PR #344, opened 2024-10-02
feat(crypto): Add support for Schnorr auxiliary inputs

randombit:
The PR proposes extending the `sign_with_schnorr` function to support "key-tweaking" as specified in Taproot ([BIP341](https://github.com/bitcoin/bips/blob/master/bip-0341.mediawiki)). An optional auxiliary argument is added to the function inputs, allowing the caller to specify the root of the Merkle tree that encodes alternative spending paths, which is then used by the replicas to tweak the signing key. This enhancement enables canisters to create Bitcoin Taproot addresses that fully comply with the BIP341 specifications.

# Background
The [Deuterium Milestone](https://internetcomputer.org/roadmap#Chain%20Fusion-Deuterium) introduced support for threshold Schnorr signatures, including Schnorr-BIP340 signatures used in Bitcoin. This allowed canisters to generate Pay-to-Taproot (P2TR) addresses and execute Taproot transactions. P2TR addresses, as defined in BIP341, support two possible spending paths:
* Key path: Spending by signing a transaction with a Schnorr key.
* Script path:Spending by revealing an alternative script stored in the leaf of a Merkle tree.

A P2TR address consists of a public key that is derived through an additive key derivation scheme. This process involves hashing the internal public key and the Merkle tree root (representing alternative spending scripts) to derive an "additive tweak." The tweak is then added to both the secret and public keys. To spend using the key path, a transaction must include a signature generated with the tweaked secret key, which corresponds to the tweaked public key embedded in the address.

# Motivation
Currently, on the Internet Computer, two types of restricted P2TR addresses can be created:
* **P2TR with an untweaked public key:** This type of address does not include a Merkle tree of alternative scripts, meaning it can only be spent via the key path. The creation of such addresses is supported since, for key-path spends, the transaction only requires a valid signature, and the Merkle root is intentionally omitted to conceal whether alternative spending scripts exist. 
* **P2TR address with a public key in a Merkle tree leaf:** This type of address can only be spent via the script path because canisters currently cannot request the Internet Computer (IC) to sign transactions with a tweaked public key.

This limitation restricts canisters from creating P2TR addresses that support spending using both the key path and script paths. As a result, canisters must decide at the time of address creation how they intend to spend the funds in the future. While this does not seem to constitute an issue to integrate with most Bitcoin meta-protocols, it does reduce the overall flexibility for dapps that require dynamic spending options. Additionally, most libraries do not natively support creating Taproot addresses that can be spent using untweaked keys via the key path. This forces developers to have a deeper understanding of Taproot to integrate the Schnorr signing API in their dapps.

By adding support for key-tweaking in the Schnorr signing API, canisters will be able to create standard Taproot addresses that support both script path and key path spending with a tweaked internal key. This enhancement would make the IC more flexible and aligned with standard Taproot functionality, reducing complexity for developers and dapps.


spec/index.md
```diff
@@ -2447,6 +2447,8 @@ The encoding of the signature depends on the key ID's `algorithm`:
 
 This call requires that a Schnorr key with ID `key_id` was generated by the IC and the signing functionality for that key was enabled. Otherwise, the call is is rejected.
 
+This call accepts an optional auxiliary parameter `aux`. The auxiliary parameter type `schnorr_aux` is a variant. The only currently supported variant is `bip341` which allows passing a Merkle tree root hash, which is required to implement Taproot signatures as defined in [BIP341](https://github.com/bitcoin/bips/blob/master/bip-0341.mediawiki). The `bip341` variant is anly allowed for `bip340secp256k1` signatures, and if provided the `merkle_root_hash` blob must be exactly 32 bytes long, and should be generated in accordance with BIP341's specification for `taproot_output_script`. If no auxiliary parameter is provided, then `bip340secp256k1` signatures are generated in accordance with BIP340.
```
altkdf, line 2450:
```suggestion
This call accepts an optional auxiliary parameter `aux`. The auxiliary parameter type `schnorr_aux` is a variant. The only currently supported variant is `bip341` which allows passing a Merkle tree root hash, which is required to implement Taproot signatures as defined in [BIP341](https://github.com/bitcoin/bips/blob/master/bip-0341.mediawiki). The `bip341` variant is only allowed for `bip340secp256k1` signatures, and if provided the `merkle_root_hash` blob must be exactly 32 bytes long, and should be generated in accordance with BIP341's specification for `taproot_output_script`. If no auxiliary parameter is provided, then `bip340secp256k1` signatures are generated in accordance with BIP340.
```

altkdf: It also may be better to reference `taproot_sign_key` instead of `taproot_output_script` because we are tweaking the secret key, although the procedure is essentially the same. It may also be reasonable to say that `merkle_root_hash` corresponds to `h` in `taproot_sign_key` of BIP341.

altkdf:
LGTM! Left some small improvement suggestions.

spec/index.md
andreacerulli: I think in that sentence `taproot_output_script` is the correct reference, as it is where the Merkle root is computed. However, I agree with the general intention of the comment to be a bit more explicit about the tweaking. In particular I would suggest that we clarify which key is used to sign if we pass or not the auxiliary output. 

> It may also be reasonable to say that merkle_root_hash corresponds to h in taproot_sign_key of BIP341.

+ 1

spec/index.md
```diff
@@ -2445,7 +2445,9 @@ The encoding of the signature depends on the key ID's `algorithm`:
...
 
-This call requires that a Schnorr key with ID `key_id` was generated by the IC and the signing functionality for that key was enabled. Otherwise, the call is is rejected.
+This call requires that a Schnorr key with ID `key_id` was generated by the IC and the signing functionality for that key was enabled. Otherwise, the call is rejected.
+
+This call accepts an optional auxiliary parameter `aux`. The auxiliary parameter type `schnorr_aux` is a variant. The only currently supported variant is `bip341` which allows passing a Merkle tree root hash, which is required to implement Taproot signatures as defined in [BIP341](https://github.com/bitcoin/bips/blob/master/bip-0341.mediawiki). The `bip341` variant is only allowed for `bip340secp256k1` signatures, and if provided the `merkle_root_hash` blob must be exactly 32 bytes long, and should be generated in accordance with BIP341's specification for `taproot_output_script`. If no auxiliary parameter is provided, then `bip340secp256k1` signatures are generated in accordance with BIP340.
```
randombit, line 2450: Need to describe handling for empty root hash

Dfinity-Bjoern:
Looks good to me, we will discuss in the interface spec meeting before marking it final.

spec/index.md
```diff
@@ -2445,7 +2445,13 @@ The encoding of the signature depends on the key ID's `algorithm`:
...
 
-This call requires that a Schnorr key with ID `key_id` was generated by the IC and the signing functionality for that key was enabled. Otherwise, the call is is rejected.
+This call requires that a Schnorr key with ID `key_id` was generated by the IC and the signing functionality for that key was enabled. Otherwise, the call is rejected.
+
+This call accepts an optional auxiliary parameter `aux`. The auxiliary parameter type `schnorr_aux` is a variant. The only currently supported variant is `bip341` which allows passing a Merkle tree root hash, which is required to implement Taproot signatures as defined in [BIP341](https://github.com/bitcoin/bips/blob/master/bip-0341.mediawiki). The `bip341` variant is only allowed for `bip340secp256k1` signatures, and if provided the `merkle_root_hash` must be generated in accordance with BIP341's specification for `taproot_output_script`. Specifically it should be either an empty bytestring (for the `script == None` case) or else 32 bytes generated using the procedure documented as `taproot_tree_helper`. If no auxiliary parameter is provided, then `bip340secp256k1` signatures are generated in accordance with BIP340.
```
mraszyk, line 2450:
```suggestion
This call accepts an optional auxiliary parameter `aux`. The auxiliary parameter type `schnorr_aux` is an enumeration. The only currently supported variant is `bip341` which allows passing a Merkle tree root hash, which is required to implement Taproot signatures as defined in [BIP341](https://github.com/bitcoin/bips/blob/master/bip-0341.mediawiki). The `bip341` variant is only allowed for `bip340secp256k1` signatures, and if provided the `merkle_root_hash` must be generated in accordance with BIP341's specification for `taproot_output_script`. Specifically it should be either an empty bytestring (for the `script == None` case) or else 32 bytes generated using the procedure documented as `taproot_tree_helper`. If no auxiliary parameter is provided, then `bip340secp256k1` signatures are generated in accordance with BIP340.
```

spec/index.md
```diff
@@ -2445,7 +2445,13 @@ The encoding of the signature depends on the key ID's `algorithm`:
...
+
+On the Internet Computer, the tuple of the requested master key, the calling canister, and derivation path determines which private key that is used to generate the signature, and which public key is returned by `schnorr_public_key`.
```
mraszyk, line 2452:
```suggestion
On the Internet Computer, the tuple of the requested master key, the calling canister, and derivation path determines which private key is used to generate the signature, and which public key is returned by `schnorr_public_key`.
```

spec/_attachments/ic.did
```diff
@@ -322,10 +322,17 @@ type schnorr_public_key_result = record {
...
+    bip341: record {
+      merkle_root_hash: blob;
+   }
+};
+
 type sign_with_schnorr_args = record {
     message : blob;
     derivation_path : vec blob;
     key_id : record { algorithm : schnorr_algorithm; name : text };
+    aux: opt schnorr_aux;
```
mraszyk, line 335: Is the name `aux` clear/descriptive enough?

randombit: I'm open to alternatives

Dfinity-Bjoern: From interface spec meeting: If we don't see any such field being used for EdDSA, and the typing anyway does not guarantee consistency, we could also just have the `merkle_root_hash: opt blob` here.

randombit: Re `aux` the consideration here is in the future we wanted to support additional fields such as the context field of `Ed25519ctx` (see https://www.rfc-editor.org/rfc/rfc8032) this approach would make it easier to support since we could add a new member to the variant.

Dfinity-Bjoern: Maybe write it out as `auxiliary_parameters` so that it's a bit clearer (for people that do not spend their free time reading CS theory papers)?

mraszyk:
Superseded by https://github.com/dfinity/portal/pull/3758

........

ACTIVITY: Output the lines above exactly, but only those between the line holding "introduced support for" and the line holding "a Merkle tree.", inclusive.

EXERCISE OUTPUT:
The [Deuterium Milestone](https://internetcomputer.org/roadmap#Chain%20Fusion-Deuterium) introduced support for threshold Schnorr signatures, including Schnorr-BIP340 signatures used in Bitcoin. This allowed canisters to generate Pay-to-Taproot (P2TR) addresses and execute Taproot transactions. P2TR addresses, as defined in BIP341, support two possible spending paths:
* Key path: Spending by signing a transaction with a Schnorr key.
* Script path:Spending by revealing an alternative script stored in the leaf of a Merkle tree.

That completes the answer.